The only true ES cell lines today are only mouse ES cells. As the ability to form germline chimeras are the mandatory criteria but not in case of human ES cells (where the ability to differentiate and the expression of suitable markers) (Gardner et al., 2004). Once it was realized that differentiated derivatives of human ES cells could be used in the therapy of many degenerative diseases and injuries, it also became apparent that it would be of clear advantage if the cells transplanted into patients were genetically identical to the recipients, therefore obviating the need for life-long immunosuppression (Solter et al., 1999). The most obvious way to achieve this is to produce ES cells from the patient by a procedure now known as somatic cell nuclear transfer (SCNT), which is also called therapeutic cloning. Using not the stem cells directly, but the media in which they grow have been shown to have therapeutic potentials which no immunological constraint (Timmers et al., 2007).

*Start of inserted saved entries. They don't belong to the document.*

PR #20, opened 2020-07-28
Created documentation for latex function in compliance with BlueStyle

TheCedarPrince:
I am going to go ahead and merge this as I only added documentation for the `latex` function and cleaned up its syntax. Also, ran tests on it and everything based so in full compliance with the rest of the codebase.

### DIFF
--- a/src/Javis.jl
+++ b/src/Javis.jl
@@ -11,21 +11,51 @@ const LaTeXSVG = Dict{LaTeXString, String}(
 
 include("svg2luxor.jl")
 
-latex(t::LaTeXString) = latex(t, 10, :stroke)
-latex(t::LaTeXString, font_size::Real) = latex(t, font_size, :stroke)
-latex(t::LaTeXString, action::Symbol) = latex(t, 10, action)
+latex(text::LaTeXString) = latex(text, 10, :stroke)
+latex(text::LaTeXString, font_size::Real) = latex(text, font_size, :stroke)
+latex(text::LaTeXString, action::Symbol) = latex(text, 10, action)
 
 """
-    latex(t::LaTeXString, font_size::Real, action::Symbol)
 
-Add the latex string `text` at the current position. 
-The current position is the top left corner of the latex path. This only works if `tex2svg` is installed.
-It can be installed via:
+`latex(text::LaTeXString, font_size::Real, action::Symbol)`
+
+Add the latex string `text` to the top left corner of the LaTeX path. Can be added to `Luxor.jl` graphics such as `Video` or `Drawing`.
+
+**NOTE: This only works if `tex2svg` is installed.**
+**It can be installed using the following command (you may have to prefix this command with `sudo` depending on your installation):**
+
+> `npm install -g mathjax-node-cli`
+
+# Arguments
+- `text::LaTeXString`: a LaTeX string to render.
+- `font_size::Real`: integer font size of LaTeX string. Default `10`.
+- `action::Symbol`: graphics actions defined by `Luxor.jl`. Default `:stroke`. Available actions:
+  - `:fill` - See `Luxor.fillpath`.
+  - `:stroke` - See `Luxor.strokepath`.
+  - `:clip` - See `Luxor.clip`.
+  - `:fillstroke` - See `Luxor.fillstroke`.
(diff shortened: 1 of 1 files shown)


src/Javis.jl
```diff
@@ -11,21 +11,51 @@ const LaTeXSVG = Dict{LaTeXString, String}(
...
+**NOTE: This only works if `tex2svg` is installed.**
+**It can be installed using the following command (you may have to prefix this command with `sudo` depending on your installation):**
+
+> `npm install -g mathjax-node-cli`
+
+# Arguments
+- `text::LaTeXString`: a LaTeX string to render.
+- `font_size::Real`: integer font size of LaTeX string. Default `10`.
+- `action::Symbol`: graphics actions defined by `Luxor.jl`. Default `:stroke`. Available actions:
+  - `:fill` - See `Luxor.fillpath`.
```
Wikunia, line 33: These actions are not all defined for the command and should be explained in a sentence instead of forcing the reader to look for the documentation somewhere else. 
For this command only `:stroke` is defined `:fill` does the same and is not reasonable for text. Path is defined as well but all others are not.

TheCedarPrince:
Will do! Got a bit overzealous and excited with how the documentation looks. :sweat_smile: Would you like me to revert `master` and ping you again on this branch for a review @Wikunia ?

src/Javis.jl
```diff
@@ -11,21 +11,51 @@ const LaTeXSVG = Dict{LaTeXString, String}(
...
-npm install -g mathjax-node-cli
+using Luxor
+using Javis
+using LaTeXStrings
+
+my_drawing = Drawing(400, 200, "test.png")
+background("white")
+sethue("black")
+latex(L"\\sum \\phi", 100)
+finish()
```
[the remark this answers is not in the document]
TheCedarPrince: You are correct! It should work with only one `\` in front of the LaTeX command. However, when I was trying to render the documentation via:

`help? Javis.latex`

It failed and I had to escape the `\`. Not sure why, but it does work with no issues when I use `\\`.

src/Javis.jl
TheCedarPrince: The reason why I was suggesting that the user refer to the Luxor documentation is that each one of these `Symbol` objects has their own docstrings in Luxor. As Luxor is a different package and the docstrings for each `Symbol` may change at any time, rather than copy the explanations, I just figured I would reference to those docstrings.

I guess I am confused by what you mean that it should be explained in one sentence. Do you mean a sentence like this? This is taken from [Luxor documentation](https://github.com/JuliaGraphics/Luxor.jl/blob/87c3afd565818d847ef10b99a13ab79d80c1a6aa/docs/src/basics.md):

> The default origin is at the top left of the drawing area, but you can reposition it at any time. Many of the drawing functions have an *action* argument. This can be `:none`, `:fill`, `:stroke`, `:fillstroke`, `:fillpreserve`, `:strokepreserve`, `:clip`, or `:path`. The default is `:none`.

Ah, I didn't know that `:stroke` and `:fill` were the only ones defined. So should I just remove the other references to the other `Symbol` objects?

Wikunia:
No need to revert master :) it's more a general advise.

src/Javis.jl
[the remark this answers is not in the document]
Wikunia: Ah okay that's good to know. Good that you tested it. Then leave it as it is.
People who know LaTeXStrings will figure it out 😄

src/Javis.jl
Wikunia: I only support fill and stroke which basically both have the outcome of stroke (but actually filling the path to have thick chars). I also support path because it's useful for animation to not draw it directly but the others are not supported as I don't think that they make sense. (Maybe I'm wrong) in general I would document only stroke and path.
Maybe you can check whether it's possible to link to the documentation of Luxor directly.

TheCedarPrince: That makes sense to me. I'll look into what I can do to link the documentation

Wikunia: Do you mind to create a new PR for this? Where only `path` and `stroke` are explained?

TheCedarPrince: Absolutely! I will open it up now.

Issue #24, opened 2020-08-01
Have a non layered action


Wikunia:
Currently we have the problem that the standard font color is black on a white background.
We can change the color in our `ground` (our normal name for the background function which is called as the first action) but it gets into its own layer such that the color is actually not "leaked" to the other layers.
Unfortunately this is normally what the user expects. It's quite easy to have a keyword argument for this to say:

```
Action(tframes, ground; layered=false)
```

(maybe there is a better name for it @TheCedarPrince ? )
and then everything inside that action is available in the outside world. This way it's also possible to make a shift of the coordinate system there if one doesn't like to have the origin being in the middle.

TheCedarPrince:
Perhaps a better name for this might be "Extend Background Features" as it seems like the background should possibly be a special Action of its own with its own set of features. I think it makes sense to have that layered kwarg as a generic functionality for perhaps any Action. However, for the background Action, with how we are thinking about it, we might want to make it its own unique sort of Action. What do you think? It seems like there may be two problems here that are getting mixed together and by breaking them up, we might be able to better tackle them.

Wikunia:
Okay so we might want to have `BackgroundAction` which has this set to true and we have a kwarg `extend_background`. I think your name is really too long :smile:

TheCedarPrince:
:joy: I tried. How about "Make BackgroundAction"?

TheCedarPrince:
And yea, I agree. That way, we can do unique things with `BackgroundAction` without it affecting other actions.

Wikunia:
How about `in_global_scope` or `in_global_layer`. I like the use of layer as this is what it's actually referring to and people who used Gimp or Photoshop or some others should be able to grasp it easily. Just my thoughts though

TheCedarPrince:
I think I like `in_global_layer` the best because it is more specific and makes me immediately think of the frame layers as opposed to `in_global_scope` as that conveys more than just layers. Let's go with that kwarg.

Wikunia:
Okay that one is merged to I'll close this.

PR #26, opened 2020-08-01
first version for BackgroundAction

Wikunia:
Implements #24 

Currently `BackgroundAction` is not a type but it can easily be in the future. Wherever `Action` is used it should be `ActionType` in the future.


Wikunia:
Do you mind to create a proper GitHub review to show me where I missed docstrings?

Issue #17, opened 2020-07-26
Standardize Documentation Practices


TheCedarPrince:
## Problem 

The documentation for Javis is sparse right now and is not terribly clear in most places. Let's fix that up! I'll be implementing [BlueStyle](https://github.com/invenia/BlueStyle) in most of the areas as best is applicable.

## Places to Improve Documentation

- [ ] **LaTeXSVG** - rather confused about what this is doing (ping @Wikunia for explanation)
- [ ] **float_attribute** - needs a further explanation and definition of kwargs
- [ ] **path_move** - needs a further explanation and definition of kwargs
- [ ] **set_attr** - needs an example
- [ ] **draw_obj** - needs a further explanation and definition of kwargs
- [ ] **include** - rather confused about what this is doing (ping @Wikunia for explanation)
- [ ] **path_quadratic** - needs a further explanation and definition of kwargs
- [ ] **set_attrs** - example and what is the object `o`
- [ ] **eval** - needs a further explanation and definition of kwargs
- [x] **latex** - almost done, needs and example and explanation of actions
- [ ] **pathsvg** - almost done, just needs an example
- [ ] **set_transform** - rather confused about what this is doing (ping @Wikunia for explanation)

Wikunia:
Thanks for the comment..as we have several PRs and this issue now about the open PR #6, we might want to try to merge that then other PRs are easier to review. Maybe you are able to add some missing documentation to it or I'll next week :)

Action is a struct that is holding information about the frames, the function it's calling as well as some transformation.

TheCedarPrince:
Great point @Wikunia !

I am actually going to change this issue to a comprehensive issue on improving general documentation practices in the whole package ecosystem. I'll be working on improving all the documentation as best I can. If I have any questions about anything you are doing, I will ping you!

Wikunia:
From my point of view we probably want to focus on features and documentation of functions which are exported. Nevertheless let me explain the parts you pinged me on here:

LaTeXSVG:
The general way of rendering LaTeX is a two way process. 
1. Render it with a LaTeX compiler into SVG
2. Take the svg and create the drawing
The first step is normally much slower and needs an extra program which I happened to fail to include in the testing pipeline. 
For this reason the first part is cached such that when the user wants to display an equation in several frames the first step is performed once and is then cached. In the frames afterwards the cached svg is simply drawn. 

Can you clarify what you don't understand about `include` or which include you're referring to?
[...]

PR #27, opened 2020-08-02
General documentation

Wikunia:
Might solve some of #17 

1. Added some docstrings to public types and functions
2. The reference in the docs is now split to public and private


Wikunia:
Thanks for the review. I've added a new line before `# Keywords` not sure if needed but is definitely easier to read,

PR #28, opened 2020-08-02
Fixing documentation for latex

TheCedarPrince:
Per @Wikunia 

> These actions are not all defined for the command and should be explained in a sentence instead of forcing the reader to look for the documentation somewhere else.

I am working on a good way of including the documentation here from `Luxor` automatically.


src/Javis.jl
```diff
@@ -11,21 +11,45 @@ const LaTeXSVG = Dict{LaTeXString, String}(
...
+Add the latex string `text` to the top left corner of the LaTeX path. Can be added to `Luxor.jl` graphics such as `Video` or `Drawing`.
+
+**NOTE: This only works if `tex2svg` is installed.**
+**It can be installed using the following command (you may have to prefix this command with `sudo` depending on your installation):**
+
+> `npm install -g mathjax-node-cli`
+
+# Arguments
+- `text::LaTeXString`: a LaTeX string to render.
+- `font_size::Real`: integer font size of LaTeX string. Default `10`.
```
Wikunia, line 31: `::Real` but you say `integer` is a bit confusing :smile: 
It actually supports `Real`

src/Javis.jl
```diff
@@ -11,21 +11,45 @@ const LaTeXSVG = Dict{LaTeXString, String}(
...
+- `action::Symbol`: graphics actions defined by `Luxor.jl`. Default `:stroke`. Available actions:
+  - `:stroke` - See `Luxor.strokepath`.
```
Wikunia, line 33: I would go for: 
- `:stroke` Draws the latex string on the canvas. For more info check `Luxor.strokepath`
- `:path` Creates the path of the latex string but does not render it to the canvas. For more info check [link to the Luxor docs]

src/Javis.jl
```diff
@@ -11,21 +11,45 @@ const LaTeXSVG = Dict{LaTeXString, String}(
...
+latex(text::LaTeXString, font_size::Real) = latex(text, font_size, :stroke)
+latex(text::LaTeXString, action::Symbol) = latex(text, 10, action)
 
 """
-    latex(t::LaTeXString, font_size::Real, action::Symbol)
 
-Add the latex string `text` at the current position. 
-The current position is the top left corner of the latex path. This only works if `tex2svg` is installed.
-It can be installed via:
+`latex(text::LaTeXString, font_size::Real, action::Symbol)`
```
Wikunia, line 20: I think standard form is indented and without "`"

src/Javis.jl
TheCedarPrince: Ooops. Good catch.

src/Javis.jl
TheCedarPrince: That's whay I was thinking about doing too. You're too fast of a reviewer! :joy:

src/Javis.jl
TheCedarPrince: Gotcha. I'll double check BlueStyle again.

src/Javis.jl
Wikunia: Haha sorry. I'm trying to give feedback fast such that you don't need to wait.

TheCedarPrince:
I want to say this is ready to go as we fixed the documentation issue with `Luxor.jl` in #70 and the docstring for `latex` looks fine now. Could I go ahead and merge this @Wikunia ?

PR #30, opened 2020-08-03
testing julia 1.5

Wikunia:


TheCedarPrince:
I tested this as well on my Fedora Linux machine and everything worked as expected. Seems like we are good to go for a merge! I will let you merge it in case you want to add anything else.

As an aside, do you think we could also start looking into benchmarking for Javis? Or do you think that would not be applicable for this project?

Issue #36, opened 2020-08-03
return Point from user defined function


Wikunia:
Currently the user may write:
```
function circ(p=O, color=nothing)
    color !== nothing && sethue(color)
    circle(p, 25, :fill)
    return Transformation(p, 0.0)
end
```
but actually might want to return a `Point` and without an `angle`. 

So the user wants to write

```
function circ(p=O, color=nothing)
    color !== nothing && sethue(color)
    circle(p, 25, :fill)
    return p
end
```

I actually fail to think about a usage for returning an `angle` :smile:

PR #37, opened 2020-08-03
able to return a Point

Wikunia:
Implementation of #36


Wikunia:
Hmm maybe this is not ideal. Maybe we actually want to save the Point and not the transformation...

Wikunia:
Can you clarify what you mean? Currently the `Point` is returned and then transformed into the global scope to be able to use it by other packages.

Wikunia:
It was transformed into a `Transformation` but that was confusing so I removed it with the last commit.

However, two groups (Takahashi et al., 2006 and Ludwig et al., 2006) made headlines when they described methods to reprogramme adult human cells to a pluripotent state. These cells, called induced pluripotent stem (iPS) cells, are genetically modified by the integration of up to four DNA-transcription factors into the adult cell genome and not necessarily from embryonic cell fate.

Not a day goes by without news of another advance in steering stem cells, and the cells derived from them towards therapies for treatment (Parson, 2006). Clearly, stem cells and the cells derived from them have great potential to serve medicine – from therapies, to drug testing, to teaching us more about the body’s biology. The technological constraints lie in cell selection, lineage restriction (cell fate determination), stepping up the production level – from petri plates to bio-reactors and therapeutic applications from bench to bedside. Viral vectors were not recommended for therapeutic processes involving human subjects, but of late adenoviral vectors have been used to generate Induced Pluripotent Stem Cells Generated without Viral Integration (Stadtfeld et al., 2008) and that can contribute to cell based therapy greatly.

To sum up, stem cell research has proved something of a political, ethical, social and legal minefield, creating challenges for regulatory bodies, policy makers and scientists as they traverse their way through a tangled web of regulations and moral proselytizing, which only proper dissemination of knowledge can help decode.